MUTANT: A Multi-sentential Code-mixed Hinglish Dataset
This addresses a gap in resources for code-mixed language research, though it is incremental as it extends existing methods to a new domain.
The paper tackles the lack of long-sequence datasets for code-mixed languages like Hinglish by building MUTANT, a multi-sentential code-mixed Hinglish dataset, resulting in 67k articles with 85k identified Hinglish MCTs.
The multi-sentential long sequence textual data unfolds several interesting research directions pertaining to natural language processing and generation. Though we observe several high-quality long-sequence datasets for English and other monolingual languages, there is no significant effort in building such resources for code-mixed languages such as Hinglish (code-mixing of Hindi-English).

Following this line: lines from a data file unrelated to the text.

PR #218, opened 2020-07-22
Replace print statements by call to logger in CLI tool

### LINKED ISSUE #212: Replace print statements in CLI files by calls to the logger
Use #204 in the various CLI files instead of the print statements.

giovannt0:
Closes #212 

### DIFF
--- a/tools/aws_cli.py
+++ b/tools/aws_cli.py
@@ -26,6 +26,10 @@ from typing import TYPE_CHECKING
 from libcloudforensics.providers.aws.internal import account
 from libcloudforensics.providers.aws.internal import log as aws_log
 from libcloudforensics.providers.aws import forensics
+from libcloudforensics import logging_utils
+
+logging_utils.SetUpLogger(__name__)
+logger = logging_utils.GetLogger(__name__)
 
 if TYPE_CHECKING:
   import argparse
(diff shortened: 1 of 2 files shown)


examples/aws_cli.py
```diff
@@ -117,7 +121,7 @@ def StartAnalysisVm(args: 'argparse.Namespace') -> None:
     args (argparse.Namespace): Arguments from ArgumentParser.
   """
   if args.attach_volumes and len(args.attach_volumes.split(',')) > 11:
-    print('error: --attach_volumes must be < 11')
+    logger.error('error: --attach_volumes must be < 11')
```
sa3eed3ed, line 124: wouldn't be there an Error automatically printed by the logger before the message, shouldn't the 'error:' be removed, it looks to me like it will be: ERROR  error: --atta...

examples/aws_cli.py
```diff
@@ -126,7 +130,8 @@ def StartAnalysisVm(args: 'argparse.Namespace') -> None:
     # Check if volumes parameter exists and if there
     # are any empty entries.
     if not (volumes and all(elements for elements in volumes)):
-      print('error: parameter --attach_volumes: {0:s}'.format(args.attach_volumes))
+      logger.error('error: parameter --attach_volumes: {0:s}'.format(
```
sa3eed3ed, line 133: same regarding the additional error: here and in other places

PR #221, opened 2020-07-23
Add support for volume type selection in AWS

### LINKED ISSUE #220: Add disk type option for CreateVolumeCopy in AWS
Allow users to choose the volume type when making a volume copy, and default to the source volume type if none choses.

giovannt0:
This PR:

- Adds `--volume_type` CLI argument for AWS, allowing users to select the volume type they want to have for their volume copies

- Adds  `--boot_volume_type` CLI argument for AWS, allowing users to select the volume type they want to have for their analysis VM

The default behavior for volume copies is to use the same volume type as the source volume.

Closes #220 

### DIFF
--- a/libcloudforensics/providers/aws/internal/account.py
+++ b/libcloudforensics/providers/aws/internal/account.py
@@ -420,6 +420,7 @@ class AWSAccount:
       snapshot: ebs.AWSSnapshot,
       volume_name: Optional[str] = None,
       volume_name_prefix: Optional[str] = None,
+      volume_type: str = 'gp2',
       kms_key_id: Optional[str] = None,
       tags: Optional[Dict[str, str]] = None) -> ebs.AWSVolume:
     """Create a new volume based on a snapshot.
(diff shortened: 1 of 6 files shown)


libcloudforensics/providers/aws/internal/account.py
```diff
@@ -428,6 +429,9 @@ def CreateVolumeFromSnapshot(
       snapshot (AWSSnapshot): Snapshot to use.
       volume_name (str): Optional. String to use as new volume name.
       volume_name_prefix (str): Optional. String to prefix the volume name with.
+      volume_type (str): Optional. The volume type for the volume to create.
+          Can be one of 'standard'|'io1'|'gp2'|'sc1'|'st1'. The default is
+          'gp2'.
```
tomchop, line 434: Should we raise an exception if the volume type is not one of these?

giovannt0: Good idea, done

In this paper, we propose a novel task of identifying multi-sentential code-mixed text (MCT) from multilingual articles. As a use case, we leverage multilingual articles from two different data sources and build a first-of-its-kind multi-sentential code-mixed Hinglish dataset i.e., MUTANT. We propose a token-level language-aware pipeline and extend the existing metrics measuring the degree of code-mixing to a multi-sentential framework and automatically identify MCT in the multilingual articles. The MUTANT dataset comprises 67k articles with 85k identified Hinglish MCTs. To facilitate future research, we make the publicly available.